*** Opening of DATASET ENTRIES ***

PR #3963, opened 2022-11-23
List changed files for flake8

### LINKED ISSUE #3961: `flake8: error: unrecognized arguments: --diff` during linting CI test

mguaypaq:
As of version 6.0.0, flake8 no longer supports the --diff option. This PR instead supplies flake8 with the list of changed Python files, so that they can be checked in their entirety.

This is a draft PR to see if it even works.

If we decide to do this, I should also update [the dev wiki instructions for local linting](https://github.com/spinalcordtoolbox/spinalcordtoolbox/wiki/Contributing%3A-Installing-SCT-for-development#step-5-linting-automatically).

## Linked issues
Alternative to PR #3962.
Fixes #3961.


.github/workflows/lint_code.yml
```diff
@@ -17,6 +17,4 @@ jobs:
       run: pip install flake8
     # Note: flake8 picks up project-wide configuration options from 'setup.cfg' in SCT's root directory
     - name: Lint with flake8
-      # NB: 'master...branch' is syntactic sugar for 'git diff `git merge-base master branch`..branch'
-      # NB: You can exclude the second ref ('branch') and git diff will take the currently checked-out ref
-      run: git diff origin/master... | flake8 --diff
+      run: git diff --name-only --diff-filter=d --merge-base master | grep '\.py$' | xargs --delimiter='\n' --no-run-if-empty flake8
```
joshuacwnewton, line 20: Dissecting this command:

* [`git diff --merge-base master`](https://git-scm.com/docs/git-diff#Documentation/git-diff.txt-emgitdiffemltoptionsgt--merge-baseltcommitgt--ltpathgt82308203): Generates diff between working tree and `master`. 
    * (With no other options, this will output the diff [as a patch by default](https://git-scm.com/docs/git-diff#Documentation/git-diff.txt---patch), which is very verbose.)
* [`--name-only`](https://git-scm.com/docs/git-diff#Documentation/git-diff.txt---name-only):  Will suppress the patch output, and display only filenames of changed files.
* [`--diff-filter=d`](https://git-scm.com/docs/git-diff#Documentation/git-diff.txt---diff-filterACDMRTUXB82308203): Display all kinds of changed files (e.g. added, copied, modified, renamed, etc.) **except** files that are deleted (lowercase `d` == exclusion). This is necessary because trying to run `flake8` on a nonexistent file will result in error.
* `| grep '\.py$'`: Filter the output of `git diff` to include only filenames that end in `.py`.
* `| xargs flake8`: Run `flake8` once per filename, using each filename as an argument.
* `--delimiter='\n'`: This is necessary because, by default, `xargs` uses whitespace to delimit input. But, `git diff` outputs each filename on its own line.
* `--no-run-if-empty`: This is necessary because running `flake8` with no arguments will attempt to process the entire working directory. (And, "no arguments" might happen if a PR is opened that only modifies non-Python files.)

This all seems very reasonable to me!

.github/workflows/lint_code.yml
```diff
@@ -17,6 +17,4 @@ jobs:
       run: pip install flake8
```
joshuacwnewton, line 17: I think on master, `pip install flake8` is actually pinned to `<6.0.0`? So when we merge master, we'll probably have to add another commit to unpin `flake8`.

joshuacwnewton (commented):
I can't see anything wrong with the changes themselves? The only catch here is that this PR behaves differently than the current <6.0.0 `flake8 diff` behavior -- it lints whole files, rather than merely the changed LOCs.

We could take the time to address linting issues project-wide? If we did that, then linting whole files would behave identically to the current behavior. 

But, right now our project has a _lot_ of linting issues... so, I think this PR would result in future PRs failing the linting check almost 100% of the time.

.github/workflows/lint_code.yml
mguaypaq: A small correction: `| xargs flake8` tries to run `flake8` with many files at once, not once per file.

For example:
```sh
$ seq 10 | xargs echo cmd
cmd 1 2 3 4 5 6 7 8 9 10
$ seq 10 | xargs --max-args=3 echo cmd
cmd 1 2 3
cmd 4 5 6
cmd 7 8 9
cmd 10
```

joshuacwnewton: Oops! Thank you for the correction.

.github/workflows/lint_code.yml
mguaypaq: Good point. Although that could even be a separate PR if `flake8` version 6.0.0 introduces other breaking changes.

mguaypaq:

*** Close of DATASET ENTRIES ***

For each line above that contains the word "files", make a copy.

List changed files for flake8
As of version 6.0.0, flake8 no longer supports the --diff option. This PR instead supplies flake8 with the list of changed Python files, so that they can be checked in their entirety.
* [`--name-only`](https://git-scm.com/docs/git-diff#Documentation/git-diff.txt---name-only):  Will suppress the patch output, and display only filenames of changed files.
* [`--diff-filter=d`](https://git-scm.com/docs/git-diff#Documentation/git-diff.txt---diff-filterACDMRTUXB82308203): Display all kinds of changed files (e.g. added, copied, modified, renamed, etc.) **except** files that are deleted (lowercase `d` == exclusion). This is necessary because trying to run `flake8` on a nonexistent file will result in error.
* `--no-run-if-empty`: This is necessary because running `flake8` with no arguments will attempt to process the entire working directory. (And, "no arguments" might happen if a PR is opened that only modifies non-Python files.)
I can't see anything wrong with the changes themselves? The only catch here is that this PR behaves differently than the current <6.0.0 `flake8 diff` behavior -- it lints whole files, rather than merely the changed LOCs.
We could take the time to address linting issues project-wide? If we did that, then linting whole files would behave identically to the current behavior. 
mguaypaq: A small correction: `| xargs flake8` tries to run `flake8` with many files at once, not once per file.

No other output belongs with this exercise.